Investors have been looking at US retailers such as Walmart, Target Corporation and Albertsons, giving them higher valuations over the last two years, says Wong.
Meanwhile, in another sign that overseas investors are casting their net the UK, the United Arab Emirates will invest 10 billion in the UK, targeting infrastructure, clean energy and technology over the coming years as the Gulf state seeks to strengthen trade ties beyond the Middle East.
The plans expand a Sovereign Investment Partnership between the two countries agreed on earlier this year.
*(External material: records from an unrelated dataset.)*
PR #6314, opened 2015-11-29
Changed language when deleteing tasks to indicate type and text of task

### LINKED ISSUE #6146: Deleting a reward asks you if you want to delete the *task*
image

The text should read "Are you sure you want to delete this reward?"

_EDIT by Alys 2019-08-29:_
See https://github.com/HabitRPG/habitica/issues/6146#issuecomment-523241278 for the current status of this bug and the desired fix.

TheHollidayInn:
Fixes #6146 . This is just continuing the discussion in https://github.com/HabitRPG/habitrpg/pull/6153 . 
screen shot 2015-11-29 at 10 16 20 am
screen shot 2015-11-29 at 10 16 13 am
screen shot 2015-11-29 at 10 16 02 am
screen shot 2015-11-29 at 10 15 49 am


Alys:
`sureDelete` is also used here:

website/public/js/controllers/challengesCtrl.js:215:      if (!confirm(window.env.t('sureDelete'))) return;

TheHollidayInn:
Bam. Added. I see that via the Github search now.

screen shot 2015-11-29 at 2 29 25 pm

website/public/js/controllers/challengesCtrl.js
```diff
@@ -212,7 +212,7 @@ habitrpg.controller("ChallengesCtrl", ['$rootScope','$scope', 'Shared', 'User',
     };
 
     $scope.removeTask = function(task, list) {
-      if (!confirm(window.env.t('sureDelete'))) return;
+      if (!confirm(window.env.t('sureDelete', {taskType: task.type, taskText: task.text}))) return;
```
crookedneighbor: The task type should also use a translation string.

TheHollidayInn: As in, `env.t(task.type)` ? 

If so, I am only seeing the plural value here: https://github.com/HabitRPG/habitrpg/blob/develop/common/locales/en/tasks.json#L35 . Should I add the singular forms for each word?

crookedneighbor: Yes to both.

crookedneighbor:
```
if (!confirm(window.env.t('sureDelete', {taskType: window.env.t(task.type), taskText: task.text}))) return;
```

TheHollidayInn:
Updated! Can I add `common/dist/sprites/habitrpg-shared.css` to .gitignore?

crookedneighbor:
Unfortunately no, not until the old android app is fully deprecated.

crookedneighbor:
Do we not have tests around any of this behavior?

crookedneighbor:
Actually, since the CSS file gets created on build, it should be fine to gitignore it. I'll have to review it and get back to you.

paglias:
I'm pretty sure that that file was ignored then we were having problems
with it being built during the heroku build process and moved it to git

2015-11-30 19:53 GMT+01:00 Blade Barringer notifications@github.com:

> Actually, since the CSS file gets created on build, it should be fine to
> gitignore it. I'll have to review it and get back to you.
> 
> —
> https://github.com/HabitRPG/habitrpg/pull/6314#issuecomment-160723602.

## 

Matteo Pagliazzi - paglias.net

SabreCat:
Marked as needing tests per @crookedneighbor's comment above, but if we do in fact have this covered, just point it out and we'll keep rolling along!

TheHollidayInn:
It seems we have tests for removing task in the challengesCtrl. I have added tests for removing task in the taskCtrl. 

I'm starting to think we should abstract this logic to a service though, since it is duplicated. I believe the task logic in the challengesCtrl is less dependent on the User service, which would allow us some abstraction. I'm not sure. 

Also, we can do some rewriting to test the actual alert box text. Especially if we use a default confirmation modal. I'm unsure if there is currently a way to test the alert boxes text.

test/spec/controllers/tasksCtrlSpec.js
```diff
@@ -29,10 +34,36 @@ describe('Tasks Controller', function() {
...
+
+    it('asks user to confirm deletion', function() {
+      scope.removeTask(task);
+      expect(window.confirm).to.be.calledOnce;
+    });
+
+    it('does not remove task if not confirmed', function() {
+      window.confirm.returns(false);
+      scope.removeTask(task);
+      expect(User.user.ops.deleteTask).to.not.be.calledOnce;
```
SabreCat: This would pass if for some reason `User.user.ops.deleteTask` were called _more_ than once. You want `.to.not.be.called`.

test/spec/controllers/tasksCtrlSpec.js
```diff
@@ -1,12 +1,17 @@
 'use strict';
 
 describe('Tasks Controller', function() {
-  var $rootScope, shared, scope, user, ctrl;
+  var $rootScope, shared, scope, user, User, ctrl;
 
   beforeEach(function() {
-    user = specHelper.newUser();
```
crookedneighbor, line 7: You can leave this and just have:

```
User = {
  user: user
};
```

Then in the tests you can reference `user` instead of `User.user` for everything.

paglias:
Are we sure we want to make Habit, Daily, To-Do, ... translatable?

crookedneighbor:
The plural versions are already translated. Why wouldn't we want the singular version?

paglias:
Hmm. then it makes sense. it's just that lately I've seen a lot of names on
the web are being kept in english but in our case habits / dailies / ...
aren't just names so it probably makes sense to have them translatable

2015-12-05 22:28 GMT+01:00 Blade Barringer notifications@github.com:

> The plural versions are already translated. Why wouldn't we want the
> singular version?
> 
> —
> https://github.com/HabitRPG/habitrpg/pull/6314#issuecomment-162249260.

## 

Matteo Pagliazzi - paglias.net

test/spec/controllers/tasksCtrlSpec.js
TheHollidayInn, line 7: If I leave it that way then I have to call controllers with this notation `$controller('RootCtrl',  {$scope: scope, User: {user: user}});` . I just decided to clean up the notation at the top and keep it consistent with other tests files. That way, we don't have to call `User: {user: user}` at every controller initialization.

TheHollidayInn:
Updated!

test/spec/controllers/tasksCtrlSpec.js
crookedneighbor, line 7: No, you're misunderstanding.

``` js
user = specHelper.newUser();
User = {
  user: user,
};
user.ops = {
  deleteTask: sandbox.stub(),
};

module(function ($provide) {
  $provide.value('User', User);
  $provide.value('Guide', {});
});

// actual tests
expect(user.ops.deleteTask).to.be.calledOnce;
// is equivalent to `expect(User.user.ops.deleteTask).to.be.calledOnce;` but is easier to read
```

TheHollidayInn, line 7: Ah, yes. Sorry. I interpreted the other way because of the change I made. I have updated the code with this syntax.

SabreCat:
Looking good! Thanks for yet another useful fix, @TheHollidayInn!

TheHollidayInn:
Thanks for the help!

PR #6315, opened 2015-11-29
Initialized usr._temp when score function is skipped

### LINKED ISSUE #4986: Cannot level up with skill (burst of flames, backstab) to levels 15, 30, 40, 60 (from levels 14, 29, 39, 59) -- "Error Cannot set property 'drop' of undefined"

So far, more than 1.1 billion has been deployed since the partnership started, the sides said.
Investor interest extends to real estate in the UK, which has always been of interest to Hongkongers for the purposes of investment and emigration.
Wong says that home prices in the UK have been hovering at low levels due to the Brexit uncertainties, currency risks and tax hikes proposed by Prime Minister Boris Johnson.
Under Johnson's proposal, the rate of National Insurance payroll taxes paid by both workers and employers will rise by 1.25 percentage points, with the same increase also applied to the tax on shareholder dividends.
The measure is expected to raise as much as 12 billion a year.
In light of low housing prices, Wong says that UK assets are worth investing in, from a long-term perspective.
NOT THAT FAST
But the trigger point of revaluation remains out of sight, which means those who invest in the UK have to wait for a longer time to make a profit.
Wong says that he is more optimistic about property in tier-one cities of the UK, such as London, adding that the upside for second-tier properties is limited.
Home prices in the UK rose 2.1 percent in August, the second-biggest growth that was seen in the past 15 years after a fall the month before, with the stamp duty holiday coming to an end.
Property purchases slumped 0.6 percent in July when a year-long exemption from stamp duty on the first 500,000 of a house purchase ended in England and Northern Ireland, a measure to jump-start the housing market after the coronavirus lockdown last year.
But the average price of a home was 248,900 in August, up by nearly 25,000 from a year ago and higher than the maximum tax relief of 15,000 offered by the stamp duty holiday.
The tax break has been extended until September 30, during which time homebuyers won't have to pay stamp duty on the first 250,000, but this is now coming to an end.
So, for those investors who are willing to go the long haul, analysts say, UK assets are definitely worth looking at.